Task>
Tally the lines below that hold the string "pure", and give only the tally.

Stored data entries:
□ □ □ □

PR #627, opened 2026-07-09
User/dahoehna/honoring inbound rule

dhoehna:
## 📖 Description

LXC enforces inbound network policy as a default-deny chain installed **inside
the container's own network namespace** (`nsenter -t <pid> -n`), hooked into
the container's `INPUT` chain.  A packet destined to a container socket
traverses the container's `INPUT`, never the host's, so that is where the deny
is installed.

This branch targets main's `allowLocalNetwork` field.  It does **not** touch
the GA network schema (`ingress` / `hostLoopback` / `egress`), `wire.rs`,
`schemas/dev`, or the generated SDK bindings; schema ownership sits with
MGudgin and Stuart.  This lands the default-deny half of the roadmap's inbound
control (N2, `hostLoopback`); the permissive half stays blocked on the GA
schema and is refused today (see below).

Current behavior:

- `allowLocalNetwork: false` (default): the container `INPUT` chain accepts
  intra-container loopback (`-i lo`) and `ESTABLISHED,RELATED` return traffic,
  then drops new inbound (`--state NEW -j DROP`) and ends with a terminal
  `-j DROP`.  Container-initiated flows and in-container `127.0.0.1` are
  unaffected.
- Inbound is now actually enforced.  On main `allowLocalNetwork` is parsed but
  silently ignored; with this change a firewall-mode LXC container gets a
  default-deny `INPUT` chain in its own netns, so new inbound that previously
  reached it is dropped.
- `allowLocalNetwork: true` (permissive host-loopback inbound) **fails
  closed**.  Scoping inbound to host loopback needs a `loopbackPorts` schema
  field and an MXC-owned host-loopback forwarder that do not exist yet; the
  only rule available today is an unscoped `--state NEW -j ACCEPT` that would
  accept inbound from every interface and source (LAN and WAN).  The firewall
  path returns a hard not-yet-implemented error rather than install that
  over-broad accept.
- The refusal is scoped to the paths that can actually install rules.  It
  fires under `enforcementMode` `"firewall"` and `"both"`, and only when a
  container netns is present.  Under `"capabilities"` (the default) the
  firewall path is not used at all, and the netns-less Bubblewrap shared-net
  path builds an unhooked, inert chain and installs nothing — neither is
  refused.
- The chain is installed and torn down through both `iptables` and `ip6tables`, so IPv6 inbound cannot bypass an IPv4-only deny on a dual-stack container.  The IPv6 chain additionally accepts the ICMPv6 types RFC 4890 requires — Neighbor Discovery (133–136), Multicast Listener Discovery (130–132, 143), and errors 1–4 including packet-too-big for Path MTU Discovery — because a verbatim replay of the IPv4 argv would drop them as `--state NEW`.  Echo request/reply (128/129) and Redirect (137) stay dropped, so ordinary new inbound is still denied.

Fail-closed aborts (previously silent skips): a firewall run whose container
init PID cannot be discovered is aborted rather than run with the inbound
chain inert, and firewall mode with a live host IPv6 stack but an unusable
`ip6tables` is aborted rather than leaving an IPv4-only deny.

Egress (`defaultPolicy`, `allowedHosts`, `blockedHosts`) is a separate control
and is not enforced by this iptables path; egress restriction for Linux
backends is handled out of band (the cooperative proxy).

## ⚠️ Breaking configuration change

A config that runs today on main **fails after this merges** if it sets
`allowLocalNetwork: true` **and** `enforcementMode: "firewall"` or `"both"` on
LXC.  It fails at container provision/start time, not at parse time: the
container is created and started, `apply_firewall_rules` returns `Err`, the
runner destroys the container and returns
`ScriptResponse::error("Network policy error: allowLocalNetwork ... is not yet
implemented ...")`.

Unaffected: `allowLocalNetwork: false` or absent; any non-firewall mode
(including the default `Capabilities`, which returns early); and every backend
other than LXC (seatbelt still emits its own inbound rule).  No pre-existing
config in the repo breaks — no shipping fixture sets `allowLocalNetwork:
true`; the only `true` config is `tests/configs/lxc_local_network_allow.json`,
added by this PR as a negative test.

## 🔗 References

[62864412](https://task.ms/62864412)

## 🔍 Validation

Re-verified in WSL (Ubuntu-24.04) against this branch, `cd src`:

```bash
cargo test -p lxc_common                       # 65 passed, 0 failed, 0 ignored
cargo clippy -p lxc_common --all-targets       # clean
cargo fmt -p lxc_common -- --check             # clean
```

The suite covers default-deny argv ordering, the unconditional `-i lo` accept, the `INPUT` hook appearing only with a container netns, pinned IPv4 and IPv6 argv sequences (so the ICMPv6 additions cannot silently alter IPv4 behavior), and the `allowLocalNetwork` refusal decision table — refused under `"firewall"` and `"both"` with a netns; not refused under `"capabilities"`, without a netns, or when the flag is false — including that a refusal leaves `rules_applied()` false so teardown does not run.

Real `iptables`/`ip6tables` enforcement, netns entry, and the root-gated LXC
behavioral harness (`tests/scripts/run_lxc_local_network_test.sh`) are **not**
exercised by `cargo test` and have not been run here; they require a root
LXC + WSL2 host with a real container.  The full-workspace `cargo test` count
was not re-run in this pass.

## ✅ Checklist

- [X] Signed the [Contributor License Agreement](https://cla.opensource.microsoft.com)
- [X] Linked to an issue
- [X] Updated documentation (if applicable)
- [X] If this PR changes `Cargo.lock`, the `dependency-feed-check` check passes (see [docs/pull-requests.md](https://github.com/microsoft/mxc/blob/main/docs/pull-requests.md))

## 📋 Issue Type

- [ ] Bug fix
- [X] Feature
- [ ] Task

---

for the steps.
 ###### Microsoft Reviewers: [Open in CodeFlow](https://microsoft.github.io/open-pr/?codeflow=https://github.com/microsoft/mxc/pull/627)


SohamDas2021:
Are your changes addressing all the requirements in https://microsoft.visualstudio.com/OS/_workitems/edit/62864412/?view=edit? 

"When ingress.hostLoopback is "allow", accept connections from host loopback only"

My understanding was that we would need the new config json schema changes to go in first and you will have a subsequent PR to address that? 

{
  "network": {
    "egress": {
      "default": "deny",
      "allow": [{ "to": [{ "cidr": "140.82.112.0/20" }], "ports": [{ "protocol": "tcp", "port": 443 }] }],
      "deny": [{ "to": [{ "cidr": "10.0.0.0/8" }] }]
    },
    "ingress": { "hostLoopback": "deny" },
    "proxy": { "http": "127.0.0.1:8080" }
  }
}

dhoehna:
> Are your changes addressing all the requirements in https://microsoft.visualstudio.com/OS/_workitems/edit/62864412/?view=edit?
> 
> "When ingress.hostLoopback is "allow", accept connections from host loopback only"
> 
> My understanding was that we would need the new config json schema changes to go in first and you will have a subsequent PR to address that?
> 
> { "network": { "egress": { "default": "deny", "allow": [{ "to": [{ "cidr": "140.82.112.0/20" }], "ports": [{ "protocol": "tcp", "port": 443 }] }], "deny": [{ "to": [{ "cidr": "10.0.0.0/8" }] }] }, "ingress": { "hostLoopback": "deny" }, "proxy": { "http": "127.0.0.1:8080" } } }

My changes are against the current schema.  I can make a second PR to read `ingress.hostloopback` when the schema change is merged into main.

If I change the code to read `ingress` then I can't test this change until the schema goes in.

src/backends/lxc/common/src/network_iptables.rs
```diff
@@ -150,9 +150,25 @@ impl NetworkIptablesManager {
...
+
         Self::run_iptables(
-            &["-A", &self.chain_name, "-i", "lo", "-j", "ACCEPT"],
+            &[
+                "-A",
+                &self.chain_name,
+                "-i",
+                "lo",
+                "-j",
+                allow_local_network_verb,
```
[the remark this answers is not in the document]
dhoehna: @SohamDas2021 can you validate this comment?  The roadmap said to add this to the FORWARD chain.  I don't know who is correct.  Your roadmap, or copilot.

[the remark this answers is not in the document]
MGudgin: FWIW my adversarial review had this to say;

 network_iptables.rs  builds a per-container chain  MXC-<id> , then hooks it into the host with (line ~257):

iptables -I FORWARD -o <veth> -j MXC-<id>

The PR's change makes the first rule in that chain conditional:

iptables -A MXC-<id> -i lo -j {ACCEPT | DROP}   # verb from allow_local_network

There are two independent, compounding defects, plus a functional regression risk.

Defect A — the chain never sees loopback packets (unreachable no-op)

Linux routes a packet through exactly one of  INPUT  (locally destined),  OUTPUT  (locally generated), or  FORWARD  (routed through the host). This chain is reached only from  FORWARD , and only for packets whose output interface is  <veth> .

 -i lo  requires the input interface to be the host loopback. A packet cannot both originate on host  lo  and be forwarded out  <veth>  — loopback traffic is locally destined and never enters  FORWARD  at all. So  -i lo -j <anything>  in this chain matches the empty set. Flipping the verb ACCEPT↔DROP changes nothing observable — exactly what the PR's own runbook admits. This is why security, correctness, and intent-coherence all independently rated it High.

Defect B —  -i lo  is the wrong interface for "local network" semantically

Even if the rule were in a reachable chain,  lo  is loopback (127.0.0.0/8) — intra-host / intra-namespace traffic.  allowLocalNetwork  is meant to govern the local network (the LAN / host-adjacent subnet), which for a container flows over  eth0  / the bridge  veth , not  lo . Gating  lo  neither expresses nor enforces the intended policy.

The latent regression (why this isn't harmless scaffolding)

If someone "fixes" Defect A by moving this rule into the container's own netns ( INPUT ) while keeping the  -i lo  target, then  allowLocalNetwork:false  would DROP the container's own  127.0.0.1  traffic — breaking anything that binds/loopback-connects to localhost (local DNS stub resolvers, services talking to a sidecar on 127.0.0.1, health checks, many language runtimes). And it still wouldn't block real LAN access. So the current code isn't just inert — it encodes a shape that becomes actively harmful the moment it's naively made "reachable."

What correct enforcement looks like

Two viable designs:

1. Host-side, in the existing  FORWARD → veth  chain (smallest delta, keeps current architecture):
• Restore the unconditional  -i lo -j ACCEPT  (loopback must always pass).
• To deny inbound, add a NEW-connection drop scoped to the container, e.g.
 -A MXC-<id> -o <veth> -m conntrack --ctstate NEW -j DROP  (deny) / omit for allow — placed after an  ESTABLISHED,RELATED -j ACCEPT  rule so the container's own outbound-initiated return traffic survives. This is where finding #7 (ESTABLISHED must precede any conditional DROP) becomes load-bearing: get the ordering wrong and you kill established flows.
• Match on the container destination ( -d <containerIP>  or the inbound interface), not  -i lo .
2. Inside the container netns  INPUT  path (what the branch name "HonoringInboundRule" implies): apply the NEW-inbound DROP there, and keep  -i lo -j ACCEPT  unconditional in that netns.

Either way the fix must be paired with a behavioral test that traverses the real inbound path (finding #4) and a pure-function CI unit test over the emitted argv (findings #3, testability #12) — because none of this is currently exercised by  cargo test .

Bottom line: the verb-flip is a placeholder in the wrong chain against the wrong interface. It should not be presented as functional enforcement; real inbound control needs a NEW-conntrack rule scoped to the container's forwarded/inbound path, with loopback ACCEPT restored and ESTABLISHED ordering fixed.

docs/lxc-support/lxc-backend.md
```diff
@@ -117,6 +117,8 @@ Network policies are enforced via iptables/nftables rules applied to the contain
 | `defaultPolicy: "allow"` | Default ACCEPT rule on container veth |
 | `allowedHosts` | ACCEPT rules for specific IPs/CIDRs |
 | `blockedHosts` | DROP rules for specific IPs/CIDRs |
+| `allowLocalNetwork: true` | ACCEPT new inbound connections to the container (enables listening servers) |
+| `allowLocalNetwork: false` | DROP new inbound connections to the container |
```
MGudgin: docs promise inbound enforcement that doesn't exist.

The contradiction: three docs, three different stories, none matching the code

The reviewed head ships three authoritative descriptions of  allowLocalNetwork  that disagree with each other and with the implementation:

1.  docs/lxc-support/lxc-backend.md:120-121  — an unqualified functional guarantee:

 allowLocalNetwork: true  → "ACCEPT new inbound connections to the container (enables listening servers)"
 allowLocalNetwork: false  → "DROP new inbound connections to the container"

2.  docs/lxc-support/testing-allowlocalnetwork.md:31-43  (added by the same PR) — the direct refutation:

the rule sits in the host  FORWARD  chain hooked  -o <veth> , which a host→container connection does not traverse… it reports reachable for both configs today.

3.  schemas/stable/mxc-config.schema.0.7.0-alpha.json:149  — a third definition:

"the sandboxed process may  bind()  and  listen()  on local IPs and accept incoming connections… Honored by the  seatbelt  backend; other backends ignore this field today."

So within one tree:  lxc-backend.md  says LXC enforces inbound accept/drop; the runbook says LXC's rule is inert; the stable schema says only Seatbelt honors it, others ignore it. All three cannot be true. In reality the code flips the  -i lo  loopback verb (Finding #1) — which is none of these three semantics.

Why this is High, not a nitpick

This is the finding with direct user-harm potential. A user hardening a sandbox reads  lxc-backend.md , sets  allowLocalNetwork: false , and reasonably believes inbound connections to their container are now dropped. They are not — any listener the container starts remains reachable exactly as before. That is a false isolation guarantee on a security-relevant control, documented as authoritative in the backend's own reference page. Documentation that promises a network boundary the code doesn't enforce is worse than no documentation, because it actively discourages the user from adding real protection.

Two semantic drifts hiding inside it

• Definition drift: the schema frames it as a process capability ("may bind/listen on local IPs") while  lxc-backend.md  frames it as a firewall verdict ("ACCEPT/DROP new inbound connections"). These aren't the same feature — one is about whether the process may open a listening socket, the other about whether packets reach it. The PR never reconciles which one  allowLocalNetwork  actually is.
• Backend-scope drift: the stable schema's "other backends ignore this field today" was accurate before this PR. The PR makes LXC emit a rule for it — so the schema sentence is now stale — yet the rule is inert, so "ignore" is still behaviorally true. The stable schema is a released, immutable artifact (per repo convention stable schemas are never edited), so this drift can't even be corrected in place; it can only be fixed forward in a new schema version. That raises the bar for getting the story straight now.

What defaults do agree on (so you don't over-correct)

Worth noting the defaults are consistent and need no change: schema  default: false  (line 148),  policy.md:345  example  "allowLocalNetwork": false , and code (omitted ⇒ false ⇒ DROP-verb) all line up. The problem is exclusively the enforcement claim, not the default.

Concrete fix

Pick one of two honest states and make all three docs say the same thing:

• If the feature stays non-functional (emission-only): change  lxc-backend.md:120-121  to explicitly mark it not yet enforced — e.g. "Emits an  -i lo  rule; inbound enforcement is not yet active (tracked for the  INPUT -path follow-up)." Align the PR title/body away from "will now DROP or ACCEPT local packets." This matches the runbook and the schema's "ignore" wording.
• If the feature is meant to ship working: implement real enforcement per Finding #1, then keep the  lxc-backend.md  wording but back it with the behavioral + unit tests (Findings #3, #4). Also settle the definition drift: decide whether  allowLocalNetwork  is a listen-capability or a packet-filter and make the schema description and  lxc-backend.md  use one consistent phrasing.

Either way, the runbook and  lxc-backend.md  must stop contradicting each other inside the same PR.

src/backends/lxc/common/src/network_iptables.rs
```diff
@@ -150,9 +150,25 @@ impl NetworkIptablesManager {
         // Create custom chain
         Self::run_iptables(&["-N", &self.chain_name], logger)?;
 
-        // Always allow loopback and established connections
+        let accept_packet_verb = "ACCEPT";
```
MGudgin: The one behavior this PR adds is:  allow_local_network  → loopback verb ( true ⇒ACCEPT,  false ⇒DROP). Nothing that runs in CI exercises it. Three independent confirmations from the tree:

1. The existing unit tests don't touch it.  network_iptables.rs  already has a CI-run  #[cfg(test)] mod tests  (line 328), but all it covers is the pure  resolve_host  helper — IPv4/IPv6 literal filtering (lines 331–383). Zero tests call  apply_firewall_rules  or assert anything about the loopback verb. The new branch is invisible to  cargo test -p lxc_common .

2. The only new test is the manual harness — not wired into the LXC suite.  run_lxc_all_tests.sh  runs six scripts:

□ □ □ □

Worked solution>
2